Только вот писать было категорически нечего, а последнюю глупость вроде «где ты шатаешься?» Алоис никогда бы не осмелился высказать, не желая ни показывать, что хоть сколько-то волнуется, ни что вообще имеет с этим человеком что-то общее и согласен за него переживать; настроение, которое поначалу еще тщетно берегло хрупкие светлые нотки и накрывающее с головой колотящее волнение, смешанное с предвкушением от так и не состоявшегося разговора и того бросающего в озноб шага, на который он решился пойти, постепенно улетучивалось, оставляя за собой раздавленное да обледенелое негодование.

Раздражение.

Разочарование.

Пульсирующую хренову болячку, что, охватив надрывающими злостными путами бессильно стреноженное сердце, пускала заражающие язвенные корни всё дальше и глубже по покорно принимающему телу, прошивая каждую маломальскую клеть ветвистыми лозами отравленницы-беладонны, от продвижения которой мальчику становилось из секунды в секунду всё более мерзко, горько, болезненно-терпко.

В конце концов он даже попытался удалить этот треклятый снимок, попытался вообще всё к чертовой матери снести, но…

Не смог.

По-настоящему всё-таки не справился, испугался, не стал.

Только, поддавшись по-волчьи ноющей под грудиной обосновавшейся проказе, написал, с силой ударяя трясущимися пальцами по надломанным молчаливым клавишам:

«Лжец несчастный, вот ты кто…»

После чего, захлопнув со всей дури звякнувшую черную крышку, угрюмой и сутулой тенью убрался в скомканную холодную постель, прекрасно зная, что ни написать чего-либо, ни уснуть уже не сможет всё равно, так и оставшись рыдающе кусать мокрую пернатую подушку, постепенно покрывающуюся в прогрызенной наволочке всё обширнее и обширнее разрастающейся черной дырой.

========== Разговор четвертый.
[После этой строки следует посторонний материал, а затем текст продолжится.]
PR #199, opened 2015-04-06
Set layout of view

yinfeiru:


src/main/java/com/mixpanel/android/viewcrawler/EditProtocol.java
```diff
@@ -90,35 +89,43 @@ public ViewVisitor readEdit(JSONObject source) throws BadInstructionsException {
...
+                }
 
-            return new ViewVisitor.PropertySetVisitor(path, mutator, prop.accessor);
+                return new ViewVisitor.PropertySetVisitor(path, mutator, prop.accessor);
+            } else if (source.has("layout")) {
+                final JSONArray args = source.getJSONArray("args");
+                final LayoutCaller mutator = new LayoutCaller(args);
+                return new ViewVisitor.LayoutSetVisitor(path, mutator);
+            } else {
+                return null;
```
joeatwork: We should probably throw a BadInstructionsException if we can't figure out how the edit works.

src/main/java/com/mixpanel/android/viewcrawler/LayoutCaller.java
```diff
@@ -0,0 +1,40 @@
+package com.mixpanel.android.viewcrawler;
+
+import android.view.View;
+import android.widget.RelativeLayout;
+
+import org.json.JSONArray;
+import org.json.JSONException;
+import org.json.JSONObject;
+
+public class LayoutCaller {
```
joeatwork: We may want to remove the "Caller" prefix from this name, since it works very differently from PropertyCaller. (We can also use Caller in cases where we don't have a property, it'll work for any random method- we may want to roll back that rename)

src/main/java/com/mixpanel/android/viewcrawler/LayoutCaller.java
```diff
@@ -0,0 +1,40 @@
...
+    public LayoutCaller(JSONArray args) throws JSONException {
```
joeatwork: I'd prefer if this constructor didn't take JSON- it feels like this object could be independent of the protocol we use to create them.

joeatwork: Could this class be inline in LayoutSetVisitor?

src/main/java/com/mixpanel/android/viewcrawler/LayoutCaller.java
```diff
@@ -0,0 +1,40 @@
...
+        } else {
+            mArgs = new int[]{rule_id, RelativeLayout.TRUE};
+        }
+    }
+
+    public int[] getArgs() {
+        return mArgs;
+    }
+
+    public void applyMethod(View target) {
```
joeatwork: We probably don't need this to have general names like "applyMethod" - there isn't really a method to apply (We're just grabbing a LayoutParams, adding some rules, and then setting them again. I suspect we could do this inline in the visitor.

src/main/java/com/mixpanel/android/viewcrawler/LayoutCaller.java
```diff
@@ -0,0 +1,40 @@
...
+    }
+
+    public void applyMethodWithArguments(View target, int[] args) {
+        RelativeLayout.LayoutParams params = (RelativeLayout.LayoutParams)target.getLayoutParams();
+        params.addRule(args[RULE_INDEX], args[ANCHOR_ID]);
+        target.setLayoutParams(params);
+    }
+
+    private final int[] mArgs;
+    public static final int RULE_INDEX = 0;
```
joeatwork: These could just be members rather than indexes into an array- you could just have two final int members.

src/main/java/com/mixpanel/android/viewcrawler/ViewSnapshot.java
```diff
@@ -232,6 +234,21 @@ private void addProperties(JsonWriter j, View v)
         }
     }
 
+    // we only do layouts for views with RelativeLayout for now
+    private void addLayouts(JsonWriter j, View v)
+        throws IOException {
+        if (v.getParent() instanceof RelativeLayout) {
```
joeatwork: We probably don't need this check- let's just get the layout params and return them, and let the web side decide which can be changed.

src/main/java/com/mixpanel/android/viewcrawler/ViewSnapshot.java
```diff
@@ -232,6 +234,21 @@ private void addProperties(JsonWriter j, View v)
...
+            RelativeLayout.LayoutParams layoutParams = (RelativeLayout.LayoutParams) (v.getLayoutParams());
```
joeatwork: Can this cast ever fail?

src/main/java/com/mixpanel/android/viewcrawler/ViewSnapshot.java
```diff
@@ -232,6 +234,21 @@ private void addProperties(JsonWriter j, View v)
         }
     }
 
+    // we only do layouts for views with RelativeLayout for now
+    private void addLayouts(JsonWriter j, View v)
```
joeatwork: This is simple enough (particularly if we provide them unconditionally) that we might want to inline it

src/main/java/com/mixpanel/android/viewcrawler/ViewVisitor.java
```diff
@@ -99,12 +100,58 @@ protected String name() {
...
+            mOriginalValues = new WeakHashMap<View, int[]>();
+            mMutator = mutator;
+        }
+
+        @Override
+        public void cleanup() {
+            for (Map.Entry<View, int[]> original:mOriginalValues.entrySet()) {
+                final View changedView = original.getKey();
+                final int[] originalValue = original.getValue();
+                mMutator.applyMethodWithArguments(changedView, originalValue);
```
joeatwork: cleanup() should probably explicitly set layout rules rather than call something indirectly.

src/main/java/com/mixpanel/android/viewcrawler/ViewVisitor.java
```diff
@@ -99,12 +100,58 @@ protected String name() {
...
+        private final PropertyCaller mAccessor;
         private final WeakHashMap<View, Object> mOriginalValues;
         private final Object[] mOriginalValueHolder;
     }
 
+    public static class LayoutSetVisitor extends ViewVisitor {
+        public LayoutSetVisitor(List<Pathfinder.PathElement> path, LayoutCaller mutator) {
+            super(path);
+            mOriginalValues = new WeakHashMap<View, int[]>();
+            mMutator = mutator;
```
joeatwork: While the LayoutCaller is technically a mutator, we don't have to use such general naming here- we know it's a layout, and it'll never be anything else.

src/main/java/com/mixpanel/android/viewcrawler/ViewVisitor.java
```diff
@@ -99,12 +100,58 @@ protected String name() {
...
+
+        @Override
+        public void accumulate(View found) {
+            // currentRules is an array which has rule_index as the index and anchor_id as the value
+            // newRule and currentRule are individual rules which look like {rules_index, anchor_id}
+            final RelativeLayout.LayoutParams currentParams = (RelativeLayout.LayoutParams)found.getLayoutParams();
+            final int[] currentRules = currentParams.getRules();
+            final int[] newRule = mMutator.getArgs();
+            final int rule_index = newRule[LayoutCaller.RULE_INDEX];
+            final int[] currentRule = {rule_index, currentRules[rule_index]};
```
joeatwork: When we store these, I'd rather store them as a special object rather than an array with magic indexes. It would be more fun to read `rule.verb` and `rule.anchor`

src/main/java/com/mixpanel/android/viewcrawler/ViewVisitor.java
```diff
@@ -99,12 +100,58 @@ protected String name() {
...
+                mMutator.applyMethodWithArguments(changedView, originalValue);
+            }
+        }
+
+        @Override
+        public void accumulate(View found) {
+            // currentRules is an array which has rule_index as the index and anchor_id as the value
+            // newRule and currentRule are individual rules which look like {rules_index, anchor_id}
+            final RelativeLayout.LayoutParams currentParams = (RelativeLayout.LayoutParams)found.getLayoutParams();
+            final int[] currentRules = currentParams.getRules();
```
joeatwork: Alternately, we could just store the whole `rules` array (which I like!)

joeatwork:
Great progress! I'm excited! I think this can be a bit simpler and less general, and I'd love to see some tests before we merge it.

Thank you so much- I'm excited to see this in action!

src/main/java/com/mixpanel/android/viewcrawler/ViewSnapshot.java
yinfeiru: no, I don't think so.

src/main/java/com/mixpanel/android/viewcrawler/ViewSnapshot.java
yinfeiru: this is needed because we do (RelativeLayout.LayoutParams) (v.getLayoutParams()) below. and if the parent is not relativelayout, this conversion will fail. also, if we don't do this conversion here, we can't call getRules on the params. so, I'd prefer to do this check here, it makes everything much easier.

joeatwork: I'd rather call getLayoutParams() and then check instanceof if we can- it's closer to what we mean.

src/main/java/com/mixpanel/android/viewcrawler/ViewVisitor.java
yinfeiru: I actually prefer to store a JSONObject here, because there's no API which takes `currentRules`. we need to extract the verb and anchor later.

src/main/java/com/mixpanel/android/viewcrawler/EditProtocol.java
yinfeiru: bd6100c

yinfeiru: note that I changed 'layout' to 'is_layout' in our analytics codebase (to make it a better looking).

src/main/java/com/mixpanel/android/viewcrawler/LayoutCaller.java
yinfeiru: 92df327

note that int[] mArgs is replaced with JSONObject mArgs in a later branch.

src/main/java/com/mixpanel/android/viewcrawler/LayoutCaller.java
yinfeiru: a6f1205

src/main/java/com/mixpanel/android/viewcrawler/LayoutCaller.java
yinfeiru: this class is removed

src/main/java/com/mixpanel/android/viewcrawler/LayoutCaller.java
yinfeiru: 76dcee1

yinfeiru: this is a nice suggestion!!

src/main/java/com/mixpanel/android/viewcrawler/ViewSnapshot.java
yinfeiru: 5dea492

src/main/java/com/mixpanel/android/viewcrawler/ViewVisitor.java
yinfeiru: 92df327

src/main/java/com/mixpanel/android/viewcrawler/ViewVisitor.java
yinfeiru: this class is removed

src/main/java/com/mixpanel/android/viewcrawler/ViewVisitor.java
yinfeiru: 76dcee1

src/main/java/com/mixpanel/android/viewcrawler/ViewSnapshot.java
yinfeiru: you are so right!!!  923a8dc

На пороге зимы ==========

Что было хуже — ночь, за которую он успел надумать три прицепа дерьма, или утро, встретившее гомоном сраного великорадостного университета, чудом не взлетевшего от его редкостно галимого настроения на пахнущий паленым воздух, Алоис не знал.

Ночью, ворочаясь с боку на бок, он остервенело удалял старые телефонные сообщения Тики, корчил тем рыдающие оскалы и попутно думал, что лживый ублюдок наверняка куда-нибудь с кем-нибудь…

Нашел какую-нибудь бабу, которую отвел в ресторан, напоил, накормил, наговорил кучу замазанного словесного поноса, способного расположить тупоумную суку под стать, привез к себе или уехал к ней — и там трахнул.

Отчего бы и нет, если чертов Лорд был основательным взрослым мужиком, отнюдь не закомплексованным ребенком или подростком, да еще и хреновым озабоченным козлищем в придачу?

Может, ему по самые гланды надоели бесконечные мальчишеские отказы, может, он ничего серьезного и так не собирался с ним заводить — да и кто бы в здравом уме стал… — а тут вот баба, должная иметься непреложным приложением при каждом относительно уважающем себя мужике, как этакий скидочный купон или дополнительный бонусный презент к прикупленному на рождественской распродаже поршу.

В какой-то миг Алоис едва не задушился этой мерзкой, елейной, убивающей ревностью, когда перед глазами стали сами собой проявляться картинки извивающейся горластой бабенции в разорванном розовом бикини и с вытекающей белой смазкой между ухоженных ног — дураком он не был и, несмотря на извечный выглаживаемый аскетизм, порнуху, как ни крути, видел.

Потугами гребаного Леона, пытающегося проверить, встанет ли у него на женщину или не встанет, и видел.

Потом, позже, когда сил терпеть не осталось, и из продранной подушки комьями полез дешевый сбитый пух, по венам заструилось покалывающее осознание собственной страшной причастности: как никогда остро юноша осознал, что в случившемся был отчасти виноват сам.

Кто, например, просил его столько сбегать, выкаблучиваться, грубить и вообще вести себя так, будто на Лорда ему класть с высокой накатанной горки, будто знать он его не хочет, а продолжает появляться лишь для того, чтобы оказать тому своей восхитительной персоной некое насмешливое одолжение?